■ Task: Which lines in the records below mention the word "spyproject"? Copy each one out.

■ Saved entries:
+ + +

PR #2350, opened 2019-07-11
Plaintext speed regression

akontaxis:
Adds a notebook containing:
- torch implementations of a few linear algebra techniques:
    - forward- and back-solving 
    - LDLt decomposition
    - QR decomposition via Householder reflections

- initial implementations of secure linear regression and Jonathan Bloom's [DASH](https://github.com/jbloom22/DASH/) that leverage PySyft for secure computation.

These implementations of linear regression and DASH are not strictly secure (yet), in that a few final steps are performed on the local worker for now. That's because our implementations of LDLt decomposition, QR decomposition, etc. don't quite work for the PySyft `AdditiveSharingTensor` just yet. They definitely do in principle (because they're compositions of operations the underlying protocol supports), but there are still a few details to hammer out.


iamtrask:
Heads up @andrelmfarias

Issue #2318, opened 2019-06-28
Backward function not called for torch.autograd.function


DanyEle:
**Describe the bug**
The `backward` function of a custom class in PySyft inherited from the `torch.autograd.function` is not invoked when running the `backward()` method on remote tensors. This feature is essential for my current research work based on PySyft. 

**To Reproduce**
Just run this code:

```
import torch
import torch.autograd as autograd
import torch.nn as nn
import syft as sy

class MyFun(torch.autograd.Function):
    def forward(self, inp):
        return inp

    def backward(self, grad_out):
        grad_input = grad_out.clone()
        print('Custom backward called!')
        return grad_input

class MyMod(nn.Module):
    def forward(self, x):
        return MyFun()(x)

#local version - the backward method is indeed invoked. 
mod = MyMod()
y = autograd.Variable(torch.randn(1), requires_grad=True)
z = mod(y)
z.backward()

#remote version - the backward method is not invoked.
hook = sy.TorchHook(torch)
worker = sy.VirtualWorker(hook, id="alice")
y_remote = y.send(worker)
z_remote = z.send(worker)
z_remote.backward()
```

**Expected behavior**
I would expect the backward() method from the custom class to be actually called. 

**Desktop (please complete the following information):**
 - OS: Ubuntu 18.04 LTS

**Additional context**
I believe the problem lies in the fact that the `torch.autograd.function` is not implemented in PySyft, and hence the `backward` method of a custom class is not invoked.

LaRiffle:
As discussed with @DanyEle one reason for this can be:
Regarding nn.Modules operated on remote data, the forward pass method is run by the client (ie the local instance) and then all ops inside (like nn.relu or nn.Linear) are hooked and a message is sent for each of them to the workers which holds the data. Therefore, the remote worker doesn't have the big picture of your nn.module model.
However, when you call backward, the cmd `backward()` is sent directly to the remote worker. In this case, as it doesn't have the big picture of your nn.module model, it doesn't see the custom backward of yours and just performs the default backward.

DanyEle:
Thank you for the response @LaRiffle . Any idea on how to possibly fix this issue and introduce support for torch.autograd.function in PySyft over remote tensors?

robert-wagner:
hey @DanyEle On another note, how does this behave if you call y.send() before you call the mod on it?

DanyEle:
> hey @DanyEle On another note, how does this behave if you call y.send() before you call the mod on it?

[...]

PR #2358, opened 2019-07-14
Added serialization and deserialization methods for AutogradTensor

DanyEle:
In response to issues raised in #2318 , adding methods to serialize and deserialize an AutogradTensor.


test/torch/tensors/test_native.py
```diff
@@ -117,15 +117,15 @@ def test_copy():
     assert tensor is not coppied_tensor
 
 
-def test_size():
+def test_local_size():
```
mari-linhares: why were these tests renamed?

syft/frameworks/torch/tensors/interpreters/autograd.py
```diff
@@ -265,3 +265,60 @@ def float_precision(self):
         if isinstance(self.child, torch.Tensor) and not self.child.is_wrapper:
             return self.child
         return self
+
```
mari-linhares: Can you add tests for this?

It would be great to have simple tests for serialize / deserialize and also a test where you:

- train a model (with some toy data)
- run inference in the model (with another batch of toy data)
- serialize and deserialize the model
- check that the evaluation has the same result as the original model
- continue training the model and check that the weights are changing

DanyEle: Thanks for the comments. I tried to perform training of an RNN using Autogradtensors just yesterday, and I bumped into some issues related to backpropagation yielding errors, because tensors were wrapped into AutogradTensors. I fixed this issue by extracting the tensors via an "hotfix" into the Pytorch's library code at `torch/autograd/__init__.py` in the `def backward` method.

At line 87, we just had:

```python grad_tensors = list(grad_tensors)```

I replaced that line  with:

```python
 try:
            grad_tensors = list(grad_tensors)
        except:
            print("Gradients extracted!")
            #extract the tensor from the autogradTensor in every tensor
            grad_tensors = extract_grads_from_autograd_tensors(grad_tensors)

def extract_grads_from_autograd_tensors(auto_grad_tensors):
    grad_tensors = []
    for i in range(len(auto_grad_tensors)):
        #if the child was not yet extracted, then do extract it
        
        tensor_grad = auto_grad_tensors[i].child
        grad_tensors.append(tensor_grad)
        
    return(grad_tensors)
```










Any suggestions on how this hotfix could be introduced into PySyft for autograd_training with Autogradtensors?

test/torch/tensors/test_native.py
DanyEle: This is just some leftover from #2343

mari-linhares: Would you mind undoing the changes in this file if possible? so we can keep the PR as simple and narrow as possible

syft/frameworks/torch/tensors/interpreters/autograd.py
mari-linhares: What's the exception you get when you try to execute `list(grad_tensors)`?

mari-linhares: Probably adding these changes to hook should do the job, and in my opinion, is not that hacky.

test/torch/tensors/test_native.py
DanyEle: Yeah, I'm going to do that tomorrow morning for sure

syft/frameworks/torch/tensors/interpreters/autograd.py
DanyEle: Yeah, hooking these changes should probably be sufficient. I just didn't have much of a clue as to where they should be placed.

DanyEle:
Also, Issue #2318 has finally been resolved and closed, with no need for AutogradTensors. Nevertheless, it may still be useful to keep this PR for serializing and deserializing AutogradTensors.

DanyEle:
I added two test cases for AutogradTensor. 

1) Sending and receiving an AutogradTensor remotely.

2) Training a simple NN model with AutogradTensors. However, there seem to be some issues in the forward propagation phase. Maybe @LaRiffle  may take a look at the test case `test_train_remote_autograd_tensor`

here is the error I get

image

syft/frameworks/torch/tensors/interpreters/autograd.py
DanyEle: The error I was getting is the following one, BTW:

image

DanyEle:
Hi @mari-linhares , I managed to fix the test case not passing. Silly me, I was extracing the model's weights locally and then trying to perform a forward pass then no weights were even present in the model!

The training procedure I used is simply the same one as in the test case `test_encrypted_training_with_linear_model` in the file `test_autograd.py`

.spyproject/codestyle.ini
```diff
@@ -0,0 +1,6 @@
+[codestyle]
```
midokura-silvia: the files in the .spyproject folder should not be part of this pull request.

test/torch/tensors/test_autograd.py
```diff
@@ -511,3 +511,63 @@ def test_get_float_prec_on_autograd_tensor(workers):
...
+    data_remote = data_local.send(worker, local_autograd=True)
+    target_remote = target_local.send(worker, local_autograd=True)
+    model_remote = model_local.send(worker, local_autograd=True)
+
+    loss_remote, model_remote_trained = train(model_remote, data_remote, target_remote)
+
+    # let's check if the local version and the remote version have the same weigth
+    equal_weights = torch.all(
+        torch.eq(
+            model_local_trained.weight.copy().get().data, model_remote.weight.copy().get().data
```
midokura-silvia: why do you need to copy the weights before calling get()?

DanyEle: There is no explicit reason here, but usually calling .copy().get() allows the weights to remain in the remote model for further operations, whereas .get() would just get them locally and remove them from the remote model.

test/torch/tensors/test_autograd.py
```diff
@@ -511,3 +511,63 @@ def test_get_float_prec_on_autograd_tensor(workers):
...
+        )
+    )
+
+    assert equal_weights == 1
+
+    assert loss_remote.copy().get().item() < 500 and loss_local.item() < 500
```
midokura-silvia: Let's see how we can improve this second assert statement.
A loss < 500 seems very lax to me. Does the fitting work on this dataset work with 10 epochs? I guess it does, given that the classifier just needs to look at the first coordinate (linearly separable problem, much easier than xor). 
If the training is stable, we could ask for both remote and local loss to decrease through training. 
I just saw that you send the local model after training to the remote location to train again. That makes it a bit more tricky to check the loss. Any propositions?

test/torch/tensors/test_autograd.py
```diff
@@ -511,3 +511,63 @@ def test_get_float_prec_on_autograd_tensor(workers):
...
+            predictions = model_input(data_input)
+            # 3) calculate how much we missed
+            loss = ((predictions - target_input) ** 2).sum()
+            # 4) Figure out which weights caused us to miss
+            loss.backward()
+            # 5) change those weights
+            opt.step()
+        return (loss, model_input)
+
+    # Training procedure to train an input model, be it remote or local
```
midokura-silvia: The comment ( # Training procedure) should be attached to the nested train() function

test/torch/tensors/test_autograd.py
```diff
@@ -511,3 +511,63 @@ def test_get_float_prec_on_autograd_tensor(workers):
...
+
+    # Some Toy Data
+    data_local = torch.tensor([[0, 0], [0, 1], [1, 0], [1, 1.0]])
+    target_local = torch.tensor([[0], [0], [1], [1.0]])
+
+    # Toy local model
+    model_local = nn.Linear(2, 1)
+
+    # Local training
+    loss_local, model_local_trained = train(model_local, data_local, target_local)
```
midokura-silvia: model_local and model_local_trained point to the same model, right?

test/torch/tensors/test_autograd.py
DanyEle: Yeah, it is indeed a bit more tricky because it looks like the local model is being affected too, following the remote training. I tried to detach all the parameters of the local model, but that didn't make a difference.

As you suggested, we could probably check for a monotonic decrease of the loss during the training procedure both for the local and the remote training procedure.

test/torch/tensors/test_autograd.py
DanyEle: Yeah, I'll fix it.

test/torch/tensors/test_autograd.py
DanyEle: Yep, they actually point to the same model, so we could possibly get rid of the model_local_trained variable.

midokura-silvia: If you calculate the loss before training you could see a decrease. But probably not for the second training round (the remote one), as there are only 4 data points and you already trained the 3 parameters of the model for 10 steps.

DanyEle:
Should be good to go now! I added the checks for loss decrease both for the remote and the local version.

syft/frameworks/torch/tensors/interpreters/multi_pointer.py
```diff
@@ -103,7 +103,6 @@ def shape(self) -> torch.Size:
     def dim(self) -> int:
         """This method fixes the error that the result of dim was a list of ints
         stored inside a multipointer tensor"""
-
```
mari-linhares: Can you undo this change? Just so we don't track in unedeed file.

test/torch/tensors/test_autograd.py
```diff
@@ -511,3 +511,79 @@ def test_get_float_prec_on_autograd_tensor(workers):
...
+
+
+def test_serialize_deserialize_autograd_tensor(workers):
+    # let's try to send an autogradTensor to a remote location and get it back
+    alice = workers["alice"]
+    random_tensor = torch.randn(5, 3)
+    remote_tensor = random_tensor.send(alice, local_autograd=True)
+    local_tensor = remote_tensor.get()
+    # check if the tensor sent is equal to the tensor got from the remote version
+    equal_tensors = torch.all(torch.eq(local_tensor, random_tensor))
```
mari-linhares: You can just have a boolean assertion here: `assert torch.all(...)` instead of asserting  that is equal to 1.

test/torch/tensors/test_autograd.py
```diff
@@ -511,3 +511,79 @@ def test_get_float_prec_on_autograd_tensor(workers):
...
+
+    # Remote training, setting autograd for the data and the targets
+    data_remote = data_local.send(worker, local_autograd=True)
+    target_remote = target_local.send(worker, local_autograd=True)
+    model_remote = model_local.send(worker, local_autograd=True)
+
+    loss_remote, model_remote_trained = train(model_remote, data_remote, target_remote, remote=True)
+
+    # let's check if the local version and the remote version have the same weigth
+    equal_weights = torch.all(
```
mari-linhares: Same comment about boolean assertion

test/torch/tensors/test_autograd.py
mari-linhares: Agree.

syft/frameworks/torch/tensors/interpreters/autograd.py
```diff
@@ -265,3 +265,60 @@ def float_precision(self):
...
+        Args:
+            tensor: an AutogradTensor.
+
+        Returns:
+            tuple: a tuple holding the unique attributes of the AutogradTensor.
+        """
+        chain = None
+        # send the child over
+        if hasattr(tensor, "child"):
+            chain = syft.serde._simplify(tensor.child)
```
midokura-silvia: Could be contracted into a ternary operator:
chain = syft.serde._simplify(tensor.child) if hasattr(tensor, "child") else None

DanyEle: Done!

test/torch/tensors/test_autograd.py
DanyEle: Done!

syft/frameworks/torch/tensors/interpreters/multi_pointer.py
DanyEle: Should be done now

DanyEle:
Should be ready to be merged?

test/torch/tensors/test_autograd.py
```diff
@@ -541,3 +541,73 @@ def test_get_float_prec_on_autograd_tensor(workers):
...
     x2 = x2.share(bob, alice, crypto_provider=james, requires_grad=True)
     assert (x2.get().float_precision() == x).all()
+
+
+def test_serialize_deserialize_autograd_tensor(workers):
+    # let's try to send an autogradTensor to a remote location and get it back
+    alice = workers["alice"]
+    random_tensor = torch.randn(5, 3)
+    remote_tensor = random_tensor.send(alice, local_autograd=True)
+    local_tensor = remote_tensor.get()
```
LaRiffle: This tests doesn't work: there are no autogradtensor created here because:
- you need to set requires_grad to true on tensors
- send(..., local_autograd=True) creates an autogradtensor locally, you would need to send this object to another worker to have the expected behaviour

I would suggest check types of your local and remote objects in the tests to avoid this and to improve readability :)

test/torch/tensors/test_autograd.py
```diff
@@ -541,3 +541,73 @@ def test_get_float_prec_on_autograd_tensor(workers):
...
+            loss.backward()
+            # 5) change those weights
+            opt.step()
+        return (loss, model_input)
+
+    worker = workers["alice"]
+
+    # Some Toy Data
+    data_local = torch.tensor([[0, 0], [0, 1], [1, 0], [1, 1.0]])
+    target_local = torch.tensor([[0], [0], [1], [1.0]])
```
LaRiffle: Same here!

test/torch/tensors/test_autograd.py
```diff
@@ -541,3 +541,73 @@ def test_get_float_prec_on_autograd_tensor(workers):
...
+    # Toy local model
+    model_local = nn.Linear(2, 1)
+
+    # Local training
+    loss_local, model_local_trained = train(model_local, data_local, target_local, remote=False)
+
+    # Remote training, setting autograd for the data and the targets
+    data_remote = data_local.send(worker, local_autograd=True)
+    target_remote = target_local.send(worker, local_autograd=True)
+    model_remote = model_local.send(worker, local_autograd=True)
```
LaRiffle: So there is a bug here: Autograd should be created because model parameters have require_grad to True but it's not currently working :/

test/torch/tensors/test_autograd.py
DanyEle: So, I need to add a requires_grad=True on these tensors?

test/torch/tensors/test_autograd.py
DanyEle: Alright, so would it be fine  to have:

`random_tensor = torch.randn(5, 3)` ?

iamtrask:
Am I correct in reading that when you move a set of AutogradTensors to another machine, that they actually create the graph on that machine?

iamtrask:
Also, it doesn't seem like the gradient gets serialized if it exists. Is this true?

test/torch/tensors/test_autograd.py
LaRiffle: Better to not use randn I think to be more elegant, try `tensor = torch.tensor([[3.0, 2], [-1, 2]], requires_grad=True)` for example

test/torch/tensors/test_autograd.py
LaRiffle: try `data_local = torch.tensor([[0, 0], [0, 1], [1, 0], [1, 1.0]], requires_grad=True) ` instead

DanyEle:
> Also, it doesn't seem like the gradient gets serialized if it exists. Is this true?

I confirm this. This doesn't just happen for Autograd tensors though, but also for remote tensors being transmitted with PySyft.

DanyEle:
I implemented the fixes suggested by @LaRiffle. However, when trying to send a tensor with a `requires_grad=True`, is being produced. I thought this error was due to the fact that I was not serializing/deserializing the requires_grad attribute, so I went ahead and added serialization and de-serialization for that attribute. Nevertheless, the error is still there in the forward propagation phase into the model.

image
image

+ + +

■ Response:
.spyproject/codestyle.ini
midokura-silvia: the files in the .spyproject folder should not be part of this pull request.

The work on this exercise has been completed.